Does the embedding of $M_{n}(\mathbb C)$ into $M_{2n}(\mathbb R)$ send $GL_n(\mathbb C)$ into $GL_{2n}(\mathbb R)$? We can embed $M_{n}(\mathbb C)$ into $M_{2n}(\mathbb R)$ via
$$Z=X+iY \mapsto \pmatrix{X& Y \cr -Y& X}, $$
where $X,Y \in M_{n}(\mathbb R)$.  It can be seen that this embedding is an injective ring homomorphism that sends the multiplicative identity of $M_n(\mathbb{C})$ to the multiplicative identity of $M_{2n}(\mathbb{R})$.

Does this embedding also send $\text{GL}_{n}(\mathbb C)$ into $\text{GL}_{2n}(\mathbb R)$?
Namely how do I conclude from
$$\det (X+iY)\ne 0$$ that $$\det \pmatrix{X& Y \cr -Y& X}\ne 0\,?$$

 A: This is immediate from the fact that your embedding is a ring homomorphism.  If $X+iY$ is invertible with inverse $U+iV$, then $\begin{pmatrix}U & V \\ -V & U\end{pmatrix}$ is inverse to $\begin{pmatrix}X & Y \\ -Y & X\end{pmatrix}$, and in particular $\begin{pmatrix}X & Y \\ -Y & X\end{pmatrix}$ is invertible.

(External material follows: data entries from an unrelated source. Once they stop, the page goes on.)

PR #6344, opened 2026-07-29
feat(audit): Add user_agent, user_roles, and auth_method to audit events

Taiwo435:
## Description

Enrich FGAC audit events with three fields that improve investigability:

- `audit_request_user_agent`: User-Agent string from REST headers
- `audit_request_user_roles`: mapped security roles from the authenticated user
- `audit_request_auth_method`: authentication backend that validated the user (e.g., `internal`, `ldap`)

### Why

Current audit events identify WHO (effective_user) and WHAT (action, indices) but not HOW they authenticated or what role granted them access. Incident investigators need these fields to answer: "Was this a service account or human?", "Which role allowed this?", "What client tool was used?"

### How it works

- Added `enrichWithUserContext()` helper to `AbstractAuditLog`
- Called from all FGAC audit methods: logFailedLogin, logSucceededLogin, logMissingPrivileges, logGrantedPrivileges, logIndexEvent, logClusterSettingsChange, logIndexSettingsChange, logSecurityIndexAttempt
- Graceful degradation: fields are absent (not null/empty) when User object is unavailable (e.g., failed login before auth completes, admin cert bypass)

### Testing

- Integration test: `AuditFieldEnrichmentTest` covering:
  - user_agent present on REST events
  - user_roles present after successful auth
  - auth_method present after successful auth
  - Fields absent on failed login (graceful degradation)
  - Fields absent on admin cert bypass

### Check List

### DIFF
--- a/src/integrationTest/java/org/opensearch/security/AuditFieldEnrichmentMultiNodeTest.java
+++ b/src/integrationTest/java/org/opensearch/security/AuditFieldEnrichmentMultiNodeTest.java
@@ -1,0 +1,127 @@
+/*
+ * SPDX-License-Identifier: Apache-2.0
+ *
+ * The OpenSearch Contributors require contributions made to
+ * this file be licensed under the Apache-2.0 license or a
+ * compatible open source license.
+ */
+
+package org.opensearch.security;
+
+import java.util.Map;
+
+import org.junit.ClassRule;
+import org.junit.Rule;
+import org.junit.Test;
+
+import org.opensearch.security.auditlog.impl.AuditCategory;
+import org.opensearch.security.auditlog.impl.AuditMessage;
+import org.opensearch.test.framework.AuditConfiguration;
+import org.opensearch.test.framework.AuditFilters;
+import org.opensearch.test.framework.TestSecurityConfig;
+import org.opensearch.test.framework.audit.AuditLogsRule;
+import org.opensearch.test.framework.cluster.ClusterManager;
+import org.opensearch.test.framework.cluster.LocalCluster;
+import org.opensearch.test.framework.cluster.TestRestClient;
+
+import static org.opensearch.test.framework.TestSecurityConfig.AuthcDomain.AUTHC_HTTPBASIC_INTERNAL;
+
+/**
+ * Multi-node integration tests verifying that audit field enrichment (user_roles, auth_method)
+ * survives User serialization across nodes. Uses a 3-node cluster (1 cluster manager + 2 data nodes)
+ * to exercise the header-deserialization fallback path in enrichWithUserContext().
+ */
+public class AuditFieldEnrichmentMultiNodeTest {
+
+    private static final TestSecurityConfig.User ADMIN_USER = new TestSecurityConfig.User("admin").roles(
+        new TestSecurityConfig.Role("all_access").clusterPermissions("*").indexPermissions("*").on("*")
+    );
+
+    @ClassRule
+    public static LocalCluster cluster = new LocalCluster.Builder().clusterManager(ClusterManager.DEFAULT)
+        .users(ADMIN_USER)
+        .authc(AUTHC_HTTPBASIC_INTERNAL)
+        .audit(new AuditConfiguration(true).filters(new AuditFilters().enabledRest(true).enabledTransport(true)))
+        .build();
+
+    @Rule
+    public AuditLogsRule auditLogsRule = new AuditLogsRule();
+
+    /**
+     * Verifies that user_roles is present on shard-level audit events that fire on data nodes.
+     * The User object is serialized to a header on the coordinating node and deserialized on
+     * data nodes — securityRoles survives this round-trip because it is in serialPersistentFields.
+     * Asserts the concrete auth_method value ("basic") so a null-from-deserialization
+     * cannot hide behind a coordinator-side event.
+     */
+    @Test
+    public void shouldCaptureUserRolesOnCrossNodeShardEvents() {
+        try (TestRestClient client = cluster.getRestClient(ADMIN_USER)) {
+            // Create an index with 2 primary shards to ensure distribution across data nodes
+            client.putJson("multinode-test-index", "{\"settings\": {\"number_of_shards\": 2, \"number_of_replicas\": 1}}");
+            // Index a document — triggers shard-level transport operations on data nodes
+            client.putJson("multinode-test-index/_doc/1", "{\"field\": \"value\"}");
+        }
+
+        // GRANTED_PRIVILEGES events from shard-level ops should have user_roles and concrete auth_method
+        auditLogsRule.assertAtLeast(1, (AuditMessage msg) -> {
+            if (msg.getCategory() != AuditCategory.GRANTED_PRIVILEGES) return false;
+            Map<String, Object> fields = msg.getAsMap();
+            Object roles = fields.get(AuditMessage.USER_ROLES);
+            Object authMethod = fields.get(AuditMessage.AUTH_METHOD);
+            return roles != null && roles.toString().contains("all_access") && "basic".equals(String.valueOf(authMethod));
+        });
+    }
+
+    /**
+     * Verifies that auth_method is present on shard-level audit events that fire on data nodes.
+     * Before the serialization fix, authenticatedBy was transient and lost during cross-node
+     * User serialization — this test pins the corrected behavior by asserting the concrete
+     * value ("basic") so a null-from-deserialization cannot hide behind a coordinator-side event.
+     */
+    @Test
+    public void shouldCaptureAuthMethodOnCrossNodeShardEvents() {
+        try (TestRestClient client = cluster.getRestClient(ADMIN_USER)) {
+            // Create an index with 2 primary shards to ensure distribution across data nodes
+            client.putJson("multinode-auth-test-index", "{\"settings\": {\"number_of_shards\": 2, \"number_of_replicas\": 1}}");
+            // Index a document — triggers shard-level transport operations on data nodes
+            client.putJson("multinode-auth-test-index/_doc/1", "{\"field\": \"value\"}");
+        }
+
+        // GRANTED_PRIVILEGES events from shard-level ops should have concrete auth_method value
+        auditLogsRule.assertAtLeast(1, (AuditMessage msg) -> {
+            if (msg.getCategory() != AuditCategory.GRANTED_PRIVILEGES) return false;
+            Map<String, Object> fields = msg.getAsMap();
+            Object authMethod = fields.get(AuditMessage.AUTH_METHOD);
+            return "basic".equals(String.valueOf(authMethod));
+        });
+    }
+
+    /**
+     * Verifies both user_roles and auth_method are present on GRANTED_PRIVILEGES events triggered
+     * by the read-path (search). This exercises the two-arg enrichWithUserContext(msg, user) overload
+     * used for pre-resolved User objects in transport audit paths, and filters by the search action
+     * to provide distinct coverage beyond the write-path GRANTED_PRIVILEGES tests above.
+     */
+    @Test
+    public void shouldCaptureRolesAndAuthMethodTogetherOnCrossNodeEvents() {
+        try (TestRestClient client = cluster.getRestClient(ADMIN_USER)) {
+            client.putJson("multinode-combined-test-index", "{\"settings\": {\"number_of_shards\": 2, \"number_of_replicas\": 1}}");
+            client.putJson("multinode-combined-test-index/_doc/1", "{\"field\": \"value\"}");
+            // Search triggers read-path shard-level fan-out on data nodes
+            client.get("multinode-combined-test-index/_search?q=*");
+        }
+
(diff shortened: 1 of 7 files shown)


src/main/java/org/opensearch/security/auditlog/impl/AbstractAuditLog.java
```diff
@@ -1109,16 +1124,46 @@ private TransportAddress getRemoteAddress() {
...
+     * Enriches the audit message with a pre-resolved User object.
+     * Use this overload in loops to avoid redundant deserialization
+     * for bulk/multi-message transport paths.
+     */
+    private void enrichWithUserContext(AuditMessage msg, User user) {
+        if (user == null) {
+            return;
+        }
+        msg.addUserRoles(user.getSecurityRoles());
+        msg.addAuthMethod(user.getAuthenticatedBy());
```
DarshitChanpura, line 1200: `auth_method` will be inconsistent across nodes. `User.authenticatedBy` is a `transient` field and is not in `serialPersistentFields`, so it is not carried over the wire — `BackendRegistry` sets it only on the coordinating node, and `serialized/User.readResolve()` does not restore it.

- REST-origin events resolve the user on the coordinating node → `auth_method` present.
- Cross-node fan-out (shard-level ops that rebuild `User` from the header in `SecurityRequestHandler`) → `getAuthenticatedBy()` returns null → `auth_method` absent.

So the field appears or disappears depending on where the event fires, which is surprising for investigators. Options: document it as coordinator-path/best-effort, make `authenticatedBy` survive serialization (wire-compat care needed for mixed-version clusters), or at minimum add a multi-node test to pin the behavior. Note `user_roles` is unaffected — `securityRoles` is serialized and survives the round-trip.

src/main/java/org/opensearch/security/auditlog/impl/AuditMessage.java
```diff
@@ -408,6 +415,22 @@ void addRestRequestInfo(final SecurityRequest request, final AuditConfig.Filter
             addRestParams(request.params(), filter);
             addRestMethod(request.method());
 
+            // Extract User-Agent as a top-level field for easy filtering.
+            // Respects the ignore_headers configuration — if an admin excludes "user-agent",
+            // we skip extraction to stay consistent with the header exclusion in addRestHeaders().
+            Map<String, List<String>> headers = request.getHeaders();
+            if (headers != null && !filter.shouldExcludeHeader("user-agent")) {
```
DarshitChanpura: This exclusion gate can diverge from `addRestHeaders`. Here you pass a hardcoded lowercase literal `shouldExcludeHeader("user-agent")`, but `addRestHeaders` passes the actual header key (e.g. `"User-Agent"`). `shouldExcludeHeader` is backed by a case-sensitive matcher (`WildcardMatcher.Exact.test` → `pattern.equals`) and `ignore_headers` values aren't normalized.

So for the same request the two checks can disagree: with `ignore_headers: ["User-Agent"]` and an HTTP/1.1 client, `addRestHeaders` drops it from the headers map but this code still writes the top-level `user_agent` field — a partial leak of the header the admin excluded. (Finding the header is fine; the `equalsIgnoreCase` stream handles wire casing. It's only the exclusion decision that's off.)

Suggest gating on the same candidate the header map uses, or matching case-insensitively — so the comment's "stay consistent with the header exclusion in addRestHeaders()" actually holds.

src/integrationTest/java/org/opensearch/security/AuditFieldEnrichmentTest.java
```diff
@@ -0,0 +1,251 @@
...
+
+    private static final TestSecurityConfig.User MULTI_ROLE_USER = new TestSecurityConfig.User("multirole").roles(
+        new TestSecurityConfig.Role("role_a").clusterPermissions("*").indexPermissions("*").on("*"),
+        new TestSecurityConfig.Role("role_b").clusterPermissions("*").indexPermissions("*").on("*")
+    );
+
+    private static final TestSecurityConfig.User NO_ROLES_USER = new TestSecurityConfig.User("noroles");
+
+    @ClassRule
+    public static LocalCluster cluster = new LocalCluster.Builder().clusterManager(ClusterManager.SINGLENODE)
```
DarshitChanpura, line 51: All tests run on `SINGLENODE`. This never exercises the header-deserialization fallback in `resolveUser()` — the exact path the two-arg `enrichWithUserContext` overload exists to optimize — and it's why the cross-node `auth_method` gap isn't caught. Please add a multi-node case so both the serialization behavior and the two-arg path are covered.

src/integrationTest/java/org/opensearch/security/AuditFieldEnrichmentTest.java
```diff
@@ -0,0 +1,251 @@
...
+        try (TestRestClient client = cluster.getRestClient(ADMIN_USER)) {
+            client.get("_cluster/health");
+        }
+
+        auditLogsRule.assertAtLeast(1, (AuditMessage msg) -> {
+            if (msg.getCategory() != AuditCategory.GRANTED_PRIVILEGES) return false;
+            Map<String, Object> fields = msg.getAsMap();
+            Object roles = fields.get(AuditMessage.USER_ROLES);
+            Object authMethod = fields.get(AuditMessage.AUTH_METHOD);
+            return roles != null && authMethod != null;
```
DarshitChanpura, line 166: This asserts `authMethod != null`, which holds on single-node but won't for shard-level events in a real multi-node cluster (see the `AbstractAuditLog` note on `authenticatedBy` not being serialized). Either the assertion is over-strong, or the underlying behavior needs fixing — worth resolving alongside that.

src/test/java/org/opensearch/security/auditlog/impl/AuditMessageTest.java
```diff
@@ -271,4 +271,120 @@ public void testToJsonSplitIndices() {
...
+    public void testAddUserAgentSpecialCharacters() {
+        String complexAgent = "Mozilla/5.0 (X11; Linux x86_64) AppleWebKit/537.36 (KHTML, like Gecko) Chrome/91.0";
+        message.addUserAgent(complexAgent);
+        assertThat(message.getAsMap().get(AuditMessage.USER_AGENT), is(complexAgent));
+    }
+
+    @Test
+    public void testUserAgentExtractionRespectsIgnoreHeaders() {
+        // When filter excludes "user-agent", addRestRequestInfo should NOT extract it
+        when(auditFilterMock.shouldExcludeHeader("user-agent")).thenReturn(true);
```
DarshitChanpura: This mocks `shouldExcludeHeader("user-agent") → true`, so the test only exercises the hardcoded-lowercase branch and never runs the real matcher against real header casing. It would pass even with the config-casing vs. wire-casing divergence flagged in `AuditMessage.java`. Consider a test that drives the actual `WildcardMatcher` with a canonically-cased `ignore_headers` value (e.g. `"User-Agent"`).

DarshitChanpura (commented):
Direction is solid and the change is cleanly scoped. Left inline notes on two consistency issues (cross-node `auth_method`, user-agent exclusion casing) and a couple of test-coverage gaps. Nothing blocks the happy path — these are consistency/coverage concerns to resolve or document before merge.

src/test/java/org/opensearch/security/auditlog/impl/AuditMessageTest.java
Taiwo435: The Filter constructor is package-private (config package) and addRestRequestInfo is package-private (impl package), so no single test class can access both to drive the real WildcardMatcher end-to-end. Instead, the test mocks shouldExcludeHeader("User-Agent") → true and shouldExcludeHeader("user-agent") → false — which proves the code now passes the actual header key (from entry.getKey()) rather than the old hardcoded lowercase literal. If the old code were still in place, this test would fail.

src/integrationTest/java/org/opensearch/security/AuditFieldEnrichmentMultiNodeTest.java
```diff
@@ -0,0 +1,118 @@
...
+            // Create an index with 2 primary shards to ensure distribution across data nodes
+            client.putJson("multinode-auth-test-index", "{\"settings\": {\"number_of_shards\": 2, \"number_of_replicas\": 1}}");
+            // Index a document — triggers shard-level transport operations on data nodes
+            client.putJson("multinode-auth-test-index/_doc/1", "{\"field\": \"value\"}");
+        }
+
+        // GRANTED_PRIVILEGES events from shard-level ops should have auth_method
+        auditLogsRule.assertAtLeast(1, (AuditMessage msg) -> {
+            if (msg.getCategory() != AuditCategory.GRANTED_PRIVILEGES) return false;
+            Map<String, Object> fields = msg.getAsMap();
```
DarshitChanpura, line 94: Minor: these assertions confirm `auth_method` is present on `GRANTED_PRIVILEGES` events, but they don't prove the value came through the *serialization* path specifically — on a coordinator-resolved event the field would also be present, so the test could pass even if the serialization fix regressed (as long as at least one matching event resolved on the coordinator). To make this a tight regression guard for the transient-field fix, consider asserting on an event you know fired on a data node, or assert the concrete value (e.g. `"basic"`/`internal`) so a null-from-deserialization can't hide behind a coordinator-side event. Not a blocker — the unit-level serialization round-trip is the real guarantee; this just tightens intent.

src/integrationTest/java/org/opensearch/security/AuditFieldEnrichmentMultiNodeTest.java
```diff
@@ -0,0 +1,118 @@
...
+     * Verifies both user_roles and auth_method are present together on cross-node events,
+     * exercising the two-arg enrichWithUserContext(msg, user) overload used for pre-resolved
+     * User objects in transport audit paths.
+     */
+    @Test
+    public void shouldCaptureRolesAndAuthMethodTogetherOnCrossNodeEvents() {
+        try (TestRestClient client = cluster.getRestClient(ADMIN_USER)) {
+            client.putJson("multinode-combined-test-index", "{\"settings\": {\"number_of_shards\": 2, \"number_of_replicas\": 1}}");
+            client.putJson("multinode-combined-test-index/_doc/1", "{\"field\": \"value\"}");
+            // Also do a search to trigger read-path shard-level fan-out
```
DarshitChanpura: Nit: `shouldCaptureRolesAndAuthMethodTogetherOnCrossNodeEvents` adds a `_search` to exercise read-path fan-out but still only asserts on `GRANTED_PRIVILEGES`, same as the two tests above — so it largely overlaps them. If the intent is to cover the read-path two-arg overload distinctly, consider asserting on the search's shard-level event category so the added `_search` call actually contributes coverage beyond the index path.

DarshitChanpura (commented):
Re-reviewed at `fe4e8b79`. Thanks for the thorough follow-up — all three findings from my previous review are addressed well:

- **`auth_method` cross-node gap** → fixed properly. `authenticatedBy` is now added to `serialPersistentFields` and restored in `serialized/User.readResolve()`. I verified both `User` classes share the same explicit `serialVersionUID` (`-5500938501822658596L`), so this is safe for mixed-version clusters — Java's `PutField`/`GetField` tolerates the field being absent (old→new reads null) or extra (new→old ignores it). No `InvalidClassException` risk. Good, minimal change.
- **User-agent exclusion casing** → fixed. The gate now uses the actual header key (`entry.getKey()`) instead of the hardcoded lowercase literal, matching `addRestHeaders()`. The refactor to a single `stream().filter(...).findFirst().ifPresent(...)` is also cleaner.
- **Test coverage** → new `AuditFieldEnrichmentMultiNodeTest` exercises the cross-node header-deserialization path on a real 3-node cluster, and `AuditMessageTest` now has `testUserAgentExclusionUsesActualHeaderKey` which would fail if the hardcoded-lowercase bug regressed. Both are exactly the right regression guards.

Two minor, non-blocking notes on the new multi-node test below. Happy to see this merge once those are considered.

src/integrationTest/java/org/opensearch/security/AuditFieldEnrichmentMultiNodeTest.java
Taiwo435: Investigated this. Search shard-level phases (search[phase/query], search[phase/fetch/id]) are registered as direct TransportService request handlers in OpenSearch core's SearchTransportService — they're not TransportAction subclasses, so they bypass ActionFilterChain and SecurityFilter entirely on data nodes. No
audit events fire on remote nodes for search fan-out. 

The indices:data/read/search GRANTED_PRIVILEGES event only fires at the coordinator level (before shard dispatch). So there's no distinct shard-level audit category for search.

To still give the _search call meaningful differentiation, I kept GRANTED_PRIVILEGES but added a filter on AuditMessage.PRIVILEGE to match only indices:data/read/search events. This ensures the test covers read-path enrichment at the coordinator level rather than overlapping with the write-path assertions in tests 1 and 2. The real cross-node serialization coverage comes from the write-path tests (where TransportShardBulkAction extends TransportAction and goes through SecurityFilter on data nodes).

DarshitChanpura (approved):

A: Let $I$ be the identity matrix with the same dimension as that of $X$ and $Y$.  Note also that
$$\begin{bmatrix}\vphantom{\frac{1}{\sqrt{2}}}X&Y\\-Y&\vphantom{\frac{1}{\sqrt{2}}}X\end{bmatrix}=\begin{bmatrix}\frac{1}{\sqrt{2}}I&-\frac{\text{i}}{\sqrt{2}}I
\\
-\frac{\text{i}}{\sqrt{2}}I&\frac{1}{\sqrt{2}}I\end{bmatrix}\,\begin{bmatrix}\vphantom{\frac{1}{\sqrt{2}}}X-Y\text{i}&0\\0&\vphantom{\frac{1}{\sqrt{2}}}X+Y\text{i}\end{bmatrix}\,\begin{bmatrix}\frac{1}{\sqrt{2}}I&+\frac{\text{i}}{\sqrt{2}}I
\\
+\frac{\text{i}}{\sqrt{2}}I&\frac{1}{\sqrt{2}}I\end{bmatrix}\,.$$
The matrix $J:=\begin{bmatrix}\frac{1}{\sqrt{2}}I&-\frac{\text{i}}{\sqrt{2}}I
\\
-\frac{\text{i}}{\sqrt{2}}I&\frac{1}{\sqrt{2}}I\end{bmatrix}$ has determinant $1$ because
$$\begin{align}\det(J)&=\det\begin{bmatrix}\frac{1}{\sqrt{2}}I&-\frac{\text{i}}{\sqrt{2}}I
\\
0&\frac{1}{\sqrt{2}}I+\frac{1}{\sqrt{2}}I\end{bmatrix}\quad\text{(adding $\text{i}$ times the first row to the second row})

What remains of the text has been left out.